PR #247, opened 2022-10-28
Vivian jeffery barima nisha

vchinoda:
* Fixed random images on home page to zoom in less and fit in the background size as best as possible.
* Increased row height to allow top random images to display and the map's color to pop out.

* Shortcoming: Car image and top random images are overlapping

### DIFF
--- a/backend/config/settings/dev.py
+++ b/backend/config/settings/dev.py
@@ -22,14 +22,24 @@ pw_path = Path(PROJECT_ROOT, 'db_password.txt')
 with open(pw_path, 'r', encoding='utf-8') as pw_file:
     db_pw = pw_file.readline().strip()
 
+# DATABASES = {
+#     'default': {
+#        'ENGINE': 'django.db.backends.postgresql',
+#        'HOST': 'paris1970-urop-fa22.crdpmszp71qh.us-east-1.rds.amazonaws.com',
+#        'USER': 'urop',
+#        'NAME': 'paris1970-urop-fa22',
+#        'PORT': '5432',
+#        'PASSWORD': db_pw,
+#    }
+#}
+
+# NOTE(ra): AWS RDS is down on 2022-09-09 during our first hack session,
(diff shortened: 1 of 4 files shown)


frontend/pages/Home.js
```diff
@@ -11,11 +12,22 @@ export class HomePage extends React.Component {
 
     render() {
         return (
+            // <StrictMode>
+            //     <Collage/>
```
jeffreyshen19, line 16: It's generally good practice to remove dead code before submitting a PR. You can also remove the import  for `StrictMode` on line 1, as it's no longer needed.

frontend/components/collagephotos.js
```diff
@@ -0,0 +1,99 @@
...
+    var width = (window.screen.width*window.devicePixelRatio)/4;
+	var height = (window.screen.height*window.devicePixelRatio)/9;
+}
+
+
+
+// const width = (window.screen.width*window.devicePixelRatio)/4;
+// const height = (window.screen.height*window.devicePixelRatio)/6;
+
+export const images = [
```
jeffreyshen19, line 34: It's good practice to reduce redundancy in your code. Instead of copying the `width` and `height` for each image, you can build this list of JSON objects programmatically.

jeffreyshen19 (commented):
Looks good! I've made some comments on redundancy in your code, and there are also some warnings raised by the JavaScript linters that would be great to fix (either for this PR or the next one). A few small notes:

- Try including screenshots in the PR when making design changes 
- It looks like there are several different features going on in this branch. In general it's good to make branches and PRs for each individual feature rather than one big PR for your team.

- _Work to complete_
Reproduce every line of the records containing the string "devicePixelRatio".

- _Written solution_
+    var width = (window.screen.width*window.devicePixelRatio)/4;
+	var height = (window.screen.height*window.devicePixelRatio)/9;
+// const width = (window.screen.width*window.devicePixelRatio)/4;
+// const height = (window.screen.height*window.devicePixelRatio)/6;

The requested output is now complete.